*Work order:* Beneath this instruction is a listing; print exactly the lines in it starting at the line that contains "BREAKING CHANGE: this" and going through the line that contains "ROMemories, line 1: This".
....
PR #961, opened 2025-04-02
 refactor(stm32)!: remove unneeded info from laze context names 

ROMemories:
# Description

Following #958, this removes the package type and temperature range from the STM32 laze contexts, as they are not needed anymore (pin count is encoded separately from the package type). This reduces the number of required laze contexts to 1400, down from 2207.

There is no remaining occurrences of `stm32c031c6tx`, `stm32f401retx`, `stm32h755zitx`, `stm32wb55rgvx`, or `stm32wba55cgux`.

BREAKING CHANGE: this is a breaking change as we document the existence of these MCU contexts

## Testing

Tested the `hello-world` example successfully on st-nucleo-c031c6, st-nucleo-h755zi-q, st-nucleo-wb55.
The following builds successfully:
```sh
laze build -g -b st-nucleo-c031c6 -b st-nucleo-f401re -b st-nucleo-h755zi-q -b st-nucleo-wb55 -b st-nucleo-wba55
```

## Change checklist


src/ariel-os-stm32-mapping/stm32_mapping.csv
ROMemories, line 1: This file now only has 1400 lines, instead of 2207.

kaspar030 (approved):
lgtm

PR #964, opened 2025-04-03
feat(rt): use `global_asm!()` to define isr stack

kaspar030:
# Description

This uses `global_asm!()` to define the isr stack, which fixes the `.isr_stack` ELF flags. That in turn makes `size` count the ISR stack correctly as `bss`.

## Change checklist


src/ariel-os-rt/src/lib.rs
```diff
@@ -63,10 +63,13 @@ mod isr_stack {
...
 
-    // SAFETY: a linker script inserts this section in RAM.
-    #[unsafe(link_section = ".isr_stack")]
-    #[used(linker)]
-    static ISR_STACK: [u8; ISR_STACKSIZE] = [0u8; ISR_STACKSIZE];
+    core::arch::global_asm!(
+    "
+        .section .isr_stack, \"wa\"
+        .skip {size}
+    ",
```
ROMemories, line 70: optional: indentation could be improved, and using raw strings would avoid the need for escaping those quotation marks.

ROMemories, line 70: [The documentation of `.skip`](https://ftp.gnu.org/old-gnu/Manuals/gas-2.9.1/html_chapter/as_7.html#SEC125) does mention that it initializes the skipped bytes to zero by default. :+1:

ROMemories (approved):
Successfully tested in hardware on st-nucleo-c031c6.
Running `size` on the `blinky` example on that board now prints:
```
  17548      32    6568   24148    5e54 build/bin/st-nucleo-c031c6/blinky/blinky.elf
```

instead of:
```
  21644      32    2472   24148    5e54 build/bin/st-nucleo-c031c6/blinky/blinky.elf
```
A difference of 4096 bytes for the `.text` and `.bss` sections, which is indeed the size of the `.isr_stack` section as printing by `size -A`:
```
.isr_stack                 4096   536870912
```

I suppose it would to useful to document that the size of that section now needs to be taken into account on top of that of the `.bss` section to estimate the "base amount" of RAM needed for an application and maybe provide a laze task to compute that.

src/ariel-os-rt/src/lib.rs
kaspar030: +1 for the raw strings. What's the desirec indentation?

kaspar030: ... which we don't do, the section is marked as `NO_LOAD` and the cortex-m init code only zeroes bss.

kaspar030: I'll fix indent in a folo, so I can rebase #950 now.

src/ariel-os-rt/src/lib.rs
```diff
@@ -63,10 +63,13 @@ mod isr_stack {
...
 
-    // SAFETY: a linker script inserts this section in RAM.
-    #[unsafe(link_section = ".isr_stack")]
-    #[used(linker)]
-    static ISR_STACK: [u8; ISR_STACKSIZE] = [0u8; ISR_STACKSIZE];
+    core::arch::global_asm!(
+    r#"
+        .section .isr_stack, "wa"
+        .skip {size}
+    "#,
```
ROMemories, line 70: Desired indentation:

```suggestion
        r#"
        .section .isr_stack, "wa"
        .skip {size}
        "#,
```

kaspar030: ah ok, will do

kaspar030: done

ROMemories (approved):

PR #967, opened 2025-04-03
fix(esp): increase esp32c3 stacksize default

kaspar030:
# Description

All but the simplest examples need this.

## Change checklist

### DIFF
--- a/laze-project.yml
+++ b/laze-project.yml
@@ -342,6 +342,8 @@ contexts:
       PROBE_RS_CHIP: esp32c3
       PROBE_RS_PROTOCOL: jtag
       CARGO_TARGET_PREFIX: CARGO_TARGET_RISCV32IMC_UNKNOWN_NONE_ELF
+      # c3 needs a bit more isr stack.
+      isr_stacksize_required_default: "4096"
 
   - name: esp-c3-01m
     parent: esp32c3


laze-project.yml
```diff
@@ -342,6 +342,8 @@ contexts:
       PROBE_RS_CHIP: esp32c3
       PROBE_RS_PROTOCOL: jtag
       CARGO_TARGET_PREFIX: CARGO_TARGET_RISCV32IMC_UNKNOWN_NONE_ELF
+      # c3 needs a bit more isr stack.
+      isr_stacksize_required_default: "4096"
```
ROMemories, line 346: 4096 is still not enough for the `http-client` example, 32768 isn't either, but 65536 is. It does work if we set this here, but maybe we should set that for the biggest examples only (which include `http-server` and maybe others)?

```suggestion
      isr_stacksize_required_default: "65536"
```

ROMemories (changes requested):
The need for this PR follows from #786.

The ESP32C6 also requires the same, but this can be addressed in a follow-up.

laze-project.yml
kaspar030: huh, I thought I checked this, was wondering why only c3 needs more. I'll do some more testing, maybe it is the wifi ISRs or stack that needs more memory, we can selectively increase that also.

kaspar030: done

ROMemories (approved):

- `examples/http-client` and `examples/gpio` on `espressif-esp32-c3-lcdkit` (as a fake `ai-c3`)
- `examples/http-client` on `espressif-esp32-c6-devkitc-1`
....
*Solution for this task:*
BREAKING CHANGE: this is a breaking change as we document the existence of these MCU contexts

## Testing

Tested the `hello-world` example successfully on st-nucleo-c031c6, st-nucleo-h755zi-q, st-nucleo-wb55.
The following builds successfully:
```sh
laze build -g -b st-nucleo-c031c6 -b st-nucleo-f401re -b st-nucleo-h755zi-q -b st-nucleo-wb55 -b st-nucleo-wba55
```

## Change checklist


src/ariel-os-stm32-mapping/stm32_mapping.csv
ROMemories, line 1: This file now only has 1400 lines, instead of 2207.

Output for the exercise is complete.